- The Washington Times - Tuesday, January 2, 2007

It’s time to stop grouping players by their draft class and start grouping them according to their age.

This antiquated thinking has been especially egregious in relation to the three-pronged marketing ploy that is LeBron James, Carmelo Anthony and Dwyane Wade.

The leading indicator of where a player is and where he is going is his age, not when he entered the NBA.

James, who turned 22 on Saturday, was born the same year as Anthony. But Wade is two years older than James and Anthony, which is a significant difference in the development and decline of players.

It makes more sense to group James and Anthony with Chris Bosh, who also was born in 1984. Anthony, although serving a suspension for fight, has passed James as the best of this group this season.

As for Wade, he’s in the same age class as Gilbert Arenas and Amare Stoudemire. Wade and Arenas are similar players, players who can be measured against each other season after season.

Among players 21 and younger, Dwight Howard is the best.
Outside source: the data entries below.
PR #118, opened 2024-01-16
Addition of engine rpc-types from reth

1010adigupta:
## Motivation
This pr aims to add engine related rpc-types to alloy.
closes paradigmxyz/reth#5989
## PR Checklist

- [x] Added Tests
- [x] Added Documentation
- [ ] Breaking changes


crates/rpc-types/src/eth/transaction/request.rs
```diff
@@ -62,6 +64,17 @@ impl From<OptimismTransactionFields> for OtherFields {
...
+#[derive(Clone, Debug, PartialEq, Eq, Default, Serialize, Deserialize)]
+#[repr(C)]
+pub struct BlobTransactionSidecar {
+    /// The blob data.
+    pub blobs: Vec<Blob>,
+    /// The blob commitments.
+    pub commitments: Vec<Bytes48>,
+    /// The blob proofs.
+    pub proofs: Vec<Bytes48>,
+}
```
1010adigupta, line 77: I have added BlobTransactionSidecar here which is the type for sidecar field for EIP-4844 transactions, in TransactionRequest, is this the correct approach or should I do this using other::OtherFields?

mattsse (changes requested):
great draft!

I'd all of this in a new crate rpc-engine-types

mattsse (approved):
nice job!

now we can replace this in reth-rpc-types and simply reexport everything in the engine module there

crates/rpc-engine-types/Cargo.toml
```diff
@@ -0,0 +1,39 @@
...
+# ethereum
+alloy-rlp = { workspace = true, features = ["arrayvec", "derive"] }
+alloy-primitives = { workspace = true, features = ["rlp", "serde"] }
+alloy-rpc-types.workspace = true
+
+serde = { workspace = true, features = ["derive"] }
+thiserror.workspace = true
+
+# arbitrary
+arbitrary = { version = "1.3", features = ["derive"], optional = true }
```
Evalir, line 24: Do we need arbitrary?

Evalir (approved):
lgtm! thanks! just wanna make sure we're not copy extra unused deps

1010adigupta:
> nice job!
> 
> now we can replace this in reth-rpc-types and simply reexport everything in the engine module there

on it!
should I create a issue in reth for this, and attach a new pr there now?

PR #120, opened 2024-01-18
feat: move reth genesis to alloy-genesis

supernovahs:
closes https://github.com/paradigmxyz/reth/issues/6085


crates/genesis/src/account.rs
mattsse, line 1: I don't think we need this type,

this is the same as 

https://github.com/paradigmxyz/reth/blob/7c9949962b97a6e3cb230e82a44c91ce8d0b1c98/crates/primitives/src/account.rs#L14-L21

right?

crates/genesis/src/genesis.rs
mattsse, line 1: this should be moved to lib.rs

mattsse (changes requested):
great!

a few more nits, then this is good

crates/genesis/src/genesis.rs
```diff
@@ -0,0 +1,1479 @@
...
+impl From<GenesisAccount> for Account {
+    fn from(value: GenesisAccount) -> Self {
+        Account {
+            // nonce must exist, so we default to zero when converting a genesis account
+            nonce: value.nonce.unwrap_or_default(),
+            balance: value.balance,
+            bytecode_hash: value.code.map(keccak256),
+        }
+    }
+}
```
supernovahs, line 189: @mattsse Deleting Account type would mean , we would have to import Account from reth -primitives? That's not an option i think right?

mattsse: we don't need this conversion anymore, instead we can move this to reth-primitives when we replace the genesis type there

mattsse (approved):
nice, as next step we can also replace the genesis types in 

https://github.com/alloy-rs/alloy/blob/main/crates/node-bindings/src/genesis.rs

with this one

The Orlando Magic center is averaging 16.9 points and a league-leading 12.5 rebounds, which puts him among the top 20 players in the league and the top 21-year-olds of all time.

Hornets guard Chris Paul, who is out for a month with a severely sprained ankle, and Bulls forward Luol Deng are the other emerging All-Stars in Howard’s age class.

North Carolina sophomore Tyler Hansbrough, who is picking on college players younger than him, is also in this group.

Warriors center Andris Biedrins (10.8 points, 9.2 rebounds) has emerged as the best 20-year-old this season, but much of his competition is in college.

Those are the players Biedrins should be compared to — not Howard or Deng from the 2004 draft.